Records from a collection:
* * * *
PR #966, opened 2025-01-03
Fix policy issues with global search and searchable associations

garyfoster:
Task 557

### DIFF
--- a/app/services/global_autocomplete.rb
+++ b/app/services/global_autocomplete.rb
@@ -1,13 +1,15 @@
 class GlobalAutocomplete
   include RadCommon::ApplicationHelper
 
-  attr_reader :params, :search_scopes, :user
+  attr_reader :params, :search_scopes, :user, :mode
   attr_accessor :current_scope
 
-  def initialize(params, search_scopes, user)
+  def initialize(params, search_scopes, user, mode)
     @params = params
     @search_scopes = search_scopes
     @current_scope = selected_scope
+    @mode = mode
+    validate_mode
     validate_global_search_scope
     @user = user
   end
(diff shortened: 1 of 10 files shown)


app/services/global_autocomplete.rb
```diff
@@ -166,4 +174,15 @@ def column_def(column)
     def scope_with_where?(scope)
       (scope[:columns].present? && scope[:columns].any?) || scope[:query_where].present?
     end
+
+    def policy_ok?
```
garyfoster, line 178: here's the key change, if it's a global search, it needs both index and show, but if it's a searchable association, it just needs index

app/services/global_search.rb
```diff
@@ -35,11 +34,28 @@ def scopes
...
+
     def hide_scope?(scope)
       scope[:hide_global_nav] || no_records?(scope)
     end
 
     def no_records?(scope)
       Pundit.policy_scope!(current_user, scope[:model].constantize).none?
     end
+
+    def policy_ok?(item)
```
garyfoster, line 51: here's the key change, if it's a global search, it needs both index and show, but if it's a searchable association, it just needs index

app/views/layouts/_global_search.html.haml
```diff
@@ -48,3 +50,4 @@
               %input.global_search_id{ type: 'hidden', name: 'global_search_id' }
               %input.global_search_model_name{ type: 'hidden', name: 'global_search_model_name' }
               %input.global_search_scope{ type: 'hidden', name: 'global_search_scope' }
+              %input.global_search_mode{ type: 'hidden', name: 'global_search_mode', value: 'global_search' }
```
garyfoster, line 53: not sure if there is a better way to do this but it seems to work

PR #563, opened 2026-06-12
fix(tcpclv4): unify registry lock to prevent peer dedup race

sylvain-pierrot:


ricktaylor (changes requested):
Sent you a long file over Slack

ricktaylor:
This should close because the peer-dedup race is being addressed at a different level: the connection-pool/peer-identity plan (tcpclv4/docs/connection_pool_peer_identity.md) coalesces pools by SESS_INIT Node-ID hint as the interim step, with the real fix being BPA-level Neighbour→Peer resolution (BP-ARP) rather than a registry-lock change inside tcpclv4. The lock unification here would be superseded by that restructure. Branch will be deleted with the close.

ricktaylor (changes requested):
This PR should close

PR #569, opened 2026-06-16
refactor(bpa): use SmallRng instead of ThreadRng for non-crypto RNG

ricktaylor:
### Summary
`bpa` has two RNG sites, neither of which needs cryptographic randomness:

- `NodeIds::default()` — invents a fallback IPN node ID. Node IDs are **public identifiers** (they're advertised), so they need to
avoid collisions, not be unpredictable.
- `BundleMemStorage::save()` — mints in-memory storage keys. These are **internal handles** that need to be unique, not
unguessable.

Both used `rand::rng()` (`ThreadRng`). This PR switches them to `SmallRng`, seeded once from the OS (`SysRng`), and drops `bpa`'s
now-unused `rand/thread_rng` feature.

### Why
- **Right tool for the job:** `SmallRng` (xoshiro) is a fast, non-cryptographic PRNG — appropriate for
uniqueness/collision-avoidance. Cryptographic randomness in Hardy lives in `bpv7` BPSec, which already uses `SysRng` and is
untouched here.
- **Smaller surface:** removes the reseeding `ThreadRng` machinery — and the `chacha20` backend — from `bpa`, sidestepping the `rand` `ThreadRng` soundness advisory class entirely.

### Changes
- `bpa/src/node_ids.rs` — seed a `SmallRng` from `SysRng` for the fallback node ID.
- `bpa/src/storage/bundle_mem.rs` — hold a `SmallRng` in `Inner`, seeded once at construction; draw storage keys from it under the existing lock.
- `bpa/Cargo.toml` — drop `rand/thread_rng` (keep `sys_rng` for seeding).

### DIFF
--- a/bpa/Cargo.toml
+++ b/bpa/Cargo.toml
@@ -25,7 +25,6 @@ std = [
     "hardy-eid-patterns/std",
     "tracing/std",
     "rand/std",
-    "rand/thread_rng",
     "thiserror/std",
     "futures/std",
     "serde?/std",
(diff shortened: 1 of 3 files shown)


sylvain-pierrot:
Looks good!
Do the others bundle storage implementations need to be updated as well?

ricktaylor:
No - this is a small focussed fix to remove some 'std' dependencies in the bpa - no need to touch the serious storage impls

sylvain-pierrot (approved):
LGTM

PR #570, opened 2026-06-17
fix(bpa/rib): wait on unresolvable via instead of dropping bundles

sylvain-pierrot:


ricktaylor (changes requested):
✅ Clean — no correctness bugs. Mergeable as-is; the notes below are optional polish.

I traced the recursion change by hand and built/ran the branch (clippy -D warnings clean, 24/24 RIB tests pass incl. the new ones). The behavioural change is sound: loop detection now waits (trace! + continue) instead of dropping, with correct trail backtracking and
guaranteed termination; the Via(null) / Via(<own-node>) reject checks run before any mutation (no partial insert); is_local handles every Eid variant; all callers handle the new Result; and the gRPC error path is non-exhaustive-safe. This also lands the earlier
review's bool → Result<bool> + two-error-variant suggestion faithfully.

The remaining items are all minor.

1. Fold same-crate imports (imports_granularity = "Crate")

Dropping the use super::* globs is the right move — just collapse the per-submodule lines while you're in here. rib/mod.rs already shows the target form.

bpa/src/rib/find.rs (imports + the two use super::… lines):
use hardy_bpv7::{bundle::Bundle as Bpv7Bundle, eid::Eid, status_report::ReasonCode};
// ...
use super::{FindResult, Rib, RouteTable, route::Action};

bpa/src/rib/route.rs (top of file and the test module repeat this):
use core::{cmp::Ordering, fmt};

use hardy_bpv7::{eid::{Eid, NodeId}, status_report::ReasonCode};

bpa/src/routes.rs (the public module — higher-visibility place to keep the style consistent):
use hardy_bpv7::{eid::{Eid, NodeId}, status_report::ReasonCode};

bpa/src/rib/find.rs test module (most minor — take it or leave it):
use crate::{
    rib::route::{self, tests::{add_route, make_rib}},
    services::tests::NullService,
};

2. Consistent field visibility — bpa/src/rib/agent.rs

name is pub but agent is pub(super), though both are only read within the rib tree (mod.rs needs only the Agent type visible, as a HashMap value). Make them match:
pub struct Agent {
    pub(super) agent: Arc<dyn routes::RoutingAgent>,
    pub(super) name: String,
}
(Widening the struct itself pub(crate) → pub is fine — mod rib is private, so plain pub is correct.)

3. Document the deliberate non-tracking of rejected routes — bpa-server/src/static_routes/agent.rs

A rejected route is intentionally left out of the tracked routes Vec, so each reload re-attempts and re-warns rather than recording a route the RIB refused as "installed" (which would re-hide exactly the divergence this PR surfaces). Worth a line so it doesn't read
as an oversight:
// Rejected routes are deliberately NOT added to `accepted`/`routes`: keeping
// them out of the tracked set means each reload re-attempts and re-warns,
// instead of silently treating a route the RIB refused as installed.
let mut accepted = Vec::new();
Separately (pre-existing, not for this PR): the remove side still .ok()-swallows failures then retain-evicts unconditionally, so add/remove accounting is now slightly asymmetric — flagging only for the record.

sylvain-pierrot:
> ✅ Clean — no correctness bugs. Mergeable as-is; the notes below are optional polish.
> 
> I traced the recursion change by hand and built/ran the branch (clippy -D warnings clean, 24/24 RIB tests pass incl. the new ones). The behavioural change is sound: loop detection now waits (trace! + continue) instead of dropping, with correct trail backtracking and guaranteed termination; the Via(null) / Via() reject checks run before any mutation (no partial insert); is_local handles every Eid variant; all callers handle the new Result; and the gRPC error path is non-exhaustive-safe. This also lands the earlier review's bool → Result + two-error-variant suggestion faithfully.
> 
> The remaining items are all minor.
> 
> 1. Fold same-crate imports (imports_granularity = "Crate")
> 
> Dropping the use super::* globs is the right move — just collapse the per-submodule lines while you're in here. rib/mod.rs already shows the target form.
> 
> bpa/src/rib/find.rs (imports + the two use super::… lines): use hardy_bpv7::{bundle::Bundle as Bpv7Bundle, eid::Eid, status_report::ReasonCode}; // ... use super::{FindResult, Rib, RouteTable, route::Action};
> 
> bpa/src/rib/route.rs (top of file and the test module repeat this): use core::{cmp::Ordering, fmt};
> 
> use hardy_bpv7::{eid::{Eid, NodeId}, status_report::ReasonCode};
> 
> bpa/src/routes.rs (the public module — higher-visibility place to keep the style consistent): use hardy_bpv7::{eid::{Eid, NodeId}, status_report::ReasonCode};
> 
> bpa/src/rib/find.rs test module (most minor — take it or leave it): use crate::{ rib::route::{self, tests::{add_route, make_rib}}, services::tests::NullService, };
> 
> 2. Consistent field visibility — bpa/src/rib/agent.rs
> 
> name is pub but agent is pub(super), though both are only read within the rib tree (mod.rs needs only the Agent type visible, as a HashMap value). Make them match: pub struct Agent { pub(super) agent: Arc, pub(super) name: String, } (Widening the struct itself pub(crate) → pub is fine — mod rib is private, so plain pub is correct.)
> 
> 3. Document the deliberate non-tracking of rejected routes — bpa-server/src/static_routes/agent.rs
> 
> A rejected route is intentionally left out of the tracked routes Vec, so each reload re-attempts and re-warns rather than recording a route the RIB refused as "installed" (which would re-hide exactly the divergence this PR surfaces). Worth a line so it doesn't read as an oversight: // Rejected routes are deliberately NOT added to `accepted`/`routes`: keeping // them out of the tracked set means each reload re-attempts and re-warns, // instead of silently treating a route the RIB refused as installed. let mut accepted = Vec::new(); Separately (pre-existing, not for this PR): the remove side still .ok()-swallows failures then retain-evicts unconditionally, so add/remove accounting is now slightly asymmetric — flagging only for the record.

Thanks, I’ve addressed your points 🙂 
Let me know if you have others remarks

ricktaylor:
Thanks — imports, visibility, and the comment all look good. One small leftover from the same pass: the test-module imports in rib/route.rs and rib/find.rs are still split per-submodule, so they don't match the folding you applied at module level. Worth tidying while
we're here so the convention is consistent throughout the file.

bpa/src/rib/route.rs (test module):
```rust
use core::{num::NonZeroUsize, time::Duration};

use hardy_bpv7::{
    bundle::{Bundle as Bpv7Bundle, Id as BundleId},
    creation_timestamp::CreationTimestamp,
    eid::IpnNodeId,
};
```

bpa/src/rib/find.rs (test module):

```rust
use hardy_bpv7::{
    bundle::{Bundle as Bpv7Bundle, Id as BundleId},
    creation_timestamp::CreationTimestamp,
    eid::{IpnNodeId, NodeId, Service as EidService},
};
```

Non-blocking — purely cosmetic and not fmt-enforced. Happy to approve with or without it.

ricktaylor (approved):
LGTM!!

PR #579, opened 2026-06-22
Feat/fuzz ci

ricktaylor:
## Continuous fuzzing in CI via ClusterFuzzLite

Runs Hardy's existing cargo-fuzz targets continuously in CI using
[ClusterFuzzLite](https://google.github.io/clusterfuzzlite/) (the OSS-Fuzz
engine hosted in GitHub Actions), chosen over a hand-rolled cargo-fuzz matrix
because reproducible crashes are a priority and CFLite is an OSS-Fuzz on-ramp.

### What's added
- **`.clusterfuzzlite/`** — `Dockerfile` (OSS-Fuzz `base-builder-rust`), `build.sh`,
`README.md` (operator runbook).
- **`.github/workflows/cflite-pr.yml`** — per-PR `code-change` fuzzing (300s, address
sanitizer), starts warm from the persisted corpus.
- **`.github/workflows/cflite-cron.yml`** — nightly Batch → Prune → Coverage.
- **Persistent corpus** in sibling repo `ricktaylor/hardy-fuzz-corpus` under the
`corpus/<target>/` layout CFLite expects; cron grows/prunes it, coverage reports
publish to its `gh-pages`.
- **No hand-maintained target list:** `build.sh` and `run_lcov.sh` both derive the
8 fuzz targets from each `*/fuzz/Cargo.toml` `[[bin]]`, so nothing can drift.

### Incidental fixes (surfaced by the fuzz build)
The fuzz build compiles `bpv7` standalone with a reduced feature set, which exposed
two latent issues that the workspace build masked via feature unification:
- `bpv7/src/editor.rs`: `std::cmp::Reverse` → `core::cmp::Reverse` (bpv7 is `no_std`).
- `bpv7/src/editor.rs`: gate `set_bib_target`/`set_bcb_target` behind `#[cfg(feature = "bpsec")]`
to match their only callers (`signer`/`encryptor`). Fuzzing covers the user-controlled
parse/verify path, not bundle creation, so `bpv7`-without-`bpsec` in the fuzzer is intended.

### Removed / updated
- Deletes `scripts/run_fuzz.sh` (CFLite owns continuous fuzzing; ad-hoc local fuzzing is
`cargo +nightly fuzz run …`).
- `run_lcov.sh` reports fuzz coverage only for targets with a real corpus (never a faked
number).
- `docs/test_strategy.md` + `docs/test_coverage_report.md`: correct the fuzz-target count
11 → 8 (uprev 1.3).

### Notes for reviewers
- The history contains a `$WORK` build-cache experiment (`65ca770c`) and its revert
(`8b9c1801`) — they cancel out, so the **net diff is unaffected**. Investigation
conclusion: CFLite's docker-in-docker sandbox wipes the nested `$WORK` after the build
and doesn't forward the GHA cache creds inward, so the ~6 min build can't be cached
here. (Squash/drop those two commits if a clean history is preferred.)

### Validation
- ✅ PR workflow is **green** end-to-end (build + corpus pull + fuzz).
- ⏳ Corpus **push-back** is exercised only by the Cron Batch/Prune jobs, which require the
workflows to be on `main` first (`workflow_dispatch` only appears there).

### Post-merge operational steps
1. Add the `FUZZ_CORPUS_ACCESS_TOKEN` repo secret (fine-grained PAT, `contents: write` on
    `hardy-fuzz-corpus`).
2. Run **ClusterFuzzLite Cron** → confirm a fresh corpus commit lands on `hardy-fuzz-corpus`.
3. Enable GitHub Pages (`gh-pages`) on `hardy-fuzz-corpus` after the first Coverage run
    creates the branch.


.github/workflows/cflite-cron.yml
```diff
@@ -0,0 +1,76 @@
...
+      - name: Run Fuzzers (coverage)
+        uses: google/clusterfuzzlite/actions/run_fuzzers@v1
+        with:
+          github-token: ${{ secrets.GITHUB_TOKEN }}
+          fuzz-seconds: 600
+          mode: "coverage"
+          sanitizer: coverage
+          storage-repo: ${{ env.STORAGE_REPO }}
+          storage-repo-branch: main
+          storage-repo-branch-coverage: gh-pages
```
sylvain-pierrot: I’d suggest to add “coverage” in the matrix :)

.github/workflows/cflite-cron.yml
```diff
@@ -0,0 +1,76 @@
...
+          language: rust
+
+      - name: Run Fuzzers (prune)
+        uses: google/clusterfuzzlite/actions/run_fuzzers@v1
+        with:
+          github-token: ${{ secrets.GITHUB_TOKEN }}
+          fuzz-seconds: 600
+          mode: "prune"
+          storage-repo: ${{ env.STORAGE_REPO }}
+          storage-repo-branch: main
```
sylvain-pierrot: I think you could add this in the matrix as well

.github/workflows/cflite-cron.yml
ricktaylor: Done — folded batch, prune, and coverage into a single Fuzz job driven by matrix.include over {mode, sanitizer, fuzz-seconds}. One build+run step pair now covers all three. I also added max-parallel: 1: batch and prune both push the corpus main branch, so running the legs one at a time avoids a racing push to hardy-fuzz-corpus (coverage only touches gh-pages).

.github/workflows/cflite-cron.yml
ricktaylor: 👍 Prune is now a leg of that same unified matrix (alongside batch and coverage), so it's no longer a duplicated job block. Serialized via max-parallel: 1 to keep the batch/prune corpus pushes from colliding.

sylvain-pierrot: Amazing! Looks good

sylvain-pierrot (approved):
Really great improvement. Fuzz will be very useful!!
LGTM

PR #589, opened 2026-06-29
Interop: pin & version-capture all targets; converge bp ping/echo with the echo-service draft

ricktaylor:
# Summary

Two related strands of interop work, now based directly on main (the v0.2.0 release bump is no longer in this branch's history):

1. Interop suite hardening — every foreign implementation is pinned to a known-good version, build provenance/version is captured and folded into the results table, and several per-target harnesses were fixed or modernised.
2. bp ping + built-in echo-service convergence with the echo-service draft (draft-taylor-dtn-echo-service) — drop BIB signing in favour of byte-for-byte payload integrity, and make the reflector emit a freshly-sourced, payload-only response.

All eight implementations (Hardy + 7 peers) now pass at 0% loss — see tests/interop/interop_results.md.

# Interop suite hardening

- Pin every target to a known-good version and capture build provenance; the results table now carries a Version column (with declared: vs. observed where they differ) and moves the date to the header.
- NASA cFS: adopt cFS v7.0.1 (handle the cmdUtil→cmd_send rename), fix framework pins, and add a real reverse-direction TEST 2 via a new ping_app (so cFS actively pings Hardy, not just reflects).
- ESA-BP: build from current source (3.0.0) instead of the 2023 tag, with a strip-proprietary.sh helper and STCP-CLE/EchoService updates.
- DTNME: derive a declared: version from dtn-version.dat.
- dtn7-rs: pin to the XFER_ACK fix and make the harness survive its peer-reaper (previously caused ~88% spurious loss).
- Harness: per-implementation ping timeout now scales with --count; README/coverage drift corrected.

# bp ping + echo-service convergence

- echo-service: builds a fresh response bundle (new creation timestamp, payload-only reflection) instead of editing the request in place; ignores null-source bundles and administrative records; sets response control flags per the draft (response_flags) — reflect "must not be fragmented", mirror status-report-request + "status time requested" flags when reports were requested, clear app-ack, default the rest.
- bp ping: drop BIB-HMAC signing; verify round trips by retaining the sent payload and comparing it byte-for-byte against the reflection (no key management; works against any conformant echo).
- bp ping bug fix: count-mode (-c) termination released multiple semaphore permits per ping (the reply plus the deletion report Hardy emits after every local delivery, on both legs), so runs could end early and overstate loss. Each sequence number now resolves exactly one permit.

# ⚠️  User-facing change

bp ping --no-sign is removed (integrity is now automatic and keyless). Any scripts passing --no-sign must drop it. All in-repo callers (interop scripts, tvr and bpa-server ping tests, docs) are updated.

# Validation

- Full suite green: tests/interop/run_all.sh → all 8 implementations 0% loss, 20/20.
- cargo fmt --check, cargo clippy --all-targets -- -D warnings, cargo test pass for hardy-tools and hardy-echo-service.

# Notes for reviewers

- No public Rust API changes; the only interface change is the removed CLI flag.
- interop_results.md is a generated artifact (committed as the current benchmark).


bpa-server/Dockerfile
```diff
@@ -26,7 +26,7 @@ COPY . .
 RUN cargo build --release --bin hardy-bpa-server $CARGO_ARGS
 
 # ── Stage 4: minimal runtime image ───────────────────────────────────────────
-FROM gcr.io/distroless/cc-debian12 AS runtime
+FROM gcr.io/distroless/cc-debian13@sha256:a017e74bd2a12d98342dbecd33d121d2b160415ed777573dc1808969e989d94d AS runtime
```
sylvain-pierrot: Is the usage of a digest intentional here?

tcpclv4-server/Dockerfile
```diff
@@ -26,7 +26,7 @@ COPY . .
 RUN cargo build --release --bin hardy-tcpclv4-server $CARGO_ARGS
 
 # ── Stage 4: minimal runtime image ───────────────────────────────────────────
-FROM gcr.io/distroless/cc-debian12 AS runtime
+FROM gcr.io/distroless/cc-debian13@sha256:a017e74bd2a12d98342dbecd33d121d2b160415ed777573dc1808969e989d94d AS runtime
```
sylvain-pierrot: Same question here

tests/interop/docs/test_plan.md
```diff
@@ -92,6 +92,10 @@ Uses Hardy's built-in TCPCLv4 CLA. Both nodes on Docker bridge network.
 
 Uses Hardy's standalone `mtcp-cla` binary (`tests/interop/mtcp/`), which provides STCP framing (4-byte length prefix) or MTCP framing (CBOR byte string). Both nodes on same host via `--network host`.
 
+### Base images
+
+Every peer builds and runs in Docker on a single digest-pinned base (`debian:trixie-slim`), so OS and glibc are constant across the comparison; DTNME (Debian buster) and ud3tn (`python:3.13-slim`) are the documented exceptions. The Hardy baseline runs its echo from the shipping distroless `bpa-server` image. See [README § Docker images](../README.md#docker-images).
```
sylvain-pierrot, line 97: Great!

tests/interop/ud3tn/docker/Dockerfile
```diff
@@ -14,9 +14,9 @@
 #       ud3tn-interop \
 #       -e ipn:2.0 -c "mtcp:0.0.0.0,4557" -b 7 -A 0.0.0.0 -P 4243 -R
 
-FROM python:3.13-slim AS builder
+FROM python:3.13-slim@sha256:2b7445fb71ca9cb15e9aab053fe8cb3162796f8e1d92ada12a49c766a811bc1e AS builder
```
sylvain-pierrot: Digest??

sylvain-pierrot (commented):
Great job. I will have some others comments.

tests/interop/ud3tn/docker/Dockerfile
ricktaylor: Yeah - doesn't need to be on the build image

bpa-server/Dockerfile
ricktaylor: Yes it is - to make sure we have a completely reproduceable build

tests/interop/ud3tn/docker/Dockerfile
ricktaylor: Fixed

bpa-server/Dockerfile
sylvain-pierrot: OK, thanks. I understand the reproducibility concern, but I have two questions:
- Without pinning the digest, what exactly makes the build non-reproducible?
- Since `bpa-server` is intended for production use (not just testing), wouldn't pinning the digest also prevent us from automatically picking up security fixes (e.g. CVE patches, or whatever updates/fixes) published in newer distroless images?

ricktaylor: Ok - so production is no longer pinned, but the tests are

sylvain-pierrot (approved):
LGTM! Great improvement for testing

PR #591, opened 2026-07-03
Bump MSRV to 1.95 and enforce it in CI

ricktaylor:
# Summary

Raises the workspace MSRV from 1.87 → 1.95, adds a CI job that actually enforces it, and applies the cleanups the newer baseline enables (let-chains, the built-in cfg_select! macro, and the resulting clippy/fmt tidy).

# Motivation

rust-version in Cargo.toml declares a support baseline, but nothing enforced it — the build/test jobs run on latest stable, so code using a feature newer than the declared MSRV would compile in CI yet break for anyone actually on that MSRV. This PR makes the baseline
real: it moves it up to where the code wants to be (let-chains, cfg_select!) and adds a job that fails if the workspace stops building on the declared version.

# What's in it

- MSRV bump — rust-version = "1.95" (via 1.94 → 1.95).
- CI enforcement — new msrv job reads rust-version from Cargo.toml, installs that toolchain, and runs cargo check --locked --all-features --workspace.
- Let-chain adoption — collapse nested if let/if let Err into if let … && let … where clippy's collapsible_if now expects it (bpa filter/registry, storage backends, tcpclv4).
- cfg_select! — replace the cfg-if crate with the built-in macro in the bpa-fuzz harness's storage-backend selection, and drop the cfg-if dependency.
- cargo fmt across the touched crates.

# Files

 .github/workflows/rust.yml                                         │ +msrv validation job
Cargo.toml / Cargo.lock                                            │ MSRV 1.87→1.95; drop cfg-if
bpa/src/filter/{rfc9171,validity}.rs, bpa/src/services/registry.rs │ let-chain collapse
localdisk-storage, s3-storage, tcpclv4/src/connection.rs           │ let-chain collapse
bpa/fuzz/{Cargo.toml,src/lib.rs}                                   │ cfg_if! → cfg_select!
bpa/benches/bundle_bench.rs, bpa/tests/pipeline.rs                 │ fmt                         

# Notes

- Split out of the interop PR (feat/interop-version-capture), which is intentionally kept at 1.87. Merge this first (or rebase the interop branch on it): once CI's clippy is new enough to flag collapsible_if, the interop PR needs these fixes to stay green.
- No behavioural changes — purely toolchain baseline, lint style, and a dependency swap. Validated by the standard fmt/clippy/build/test gates plus the new msrv check.

### DIFF
--- a/.github/workflows/rust.yml
+++ b/.github/workflows/rust.yml
@@ -139,3 +139,28 @@ jobs:
         run: |
           ./target/debug/hardy-bpa-server &
           bash ./tests/interop/hardy/run_hardy_ping_test.sh --peer 127.0.0.1:4556 --count 5
+
+  msrv:
+    runs-on: ubuntu-latest
+    steps:
+      - uses: actions/checkout@v7
+
+      - name: Read MSRV from Cargo.toml
+        id: msrv
+        run: echo "version=$(grep -m1 '^rust-version' Cargo.toml | sed -E 's/.*"([^"]+)".*/\1/')" >> "$GITHUB_OUTPUT"
+
+      - name: Setup Rust toolchain (MSRV ${{ steps.msrv.outputs.version }})
+        uses: actions-rust-lang/setup-rust-toolchain@v1
+        with:
+          toolchain: ${{ steps.msrv.outputs.version }}
+
+      - name: Use cached dependencies and artifacts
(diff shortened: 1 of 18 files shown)


sylvain-pierrot (dismissed):
Very useful in CI. LGTM!

sylvain-pierrot (approved):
* * * *
### Required work:
Search each line of the entries for the string "README", then say how many lines have it. Reply with the number only.

### The completed task:
3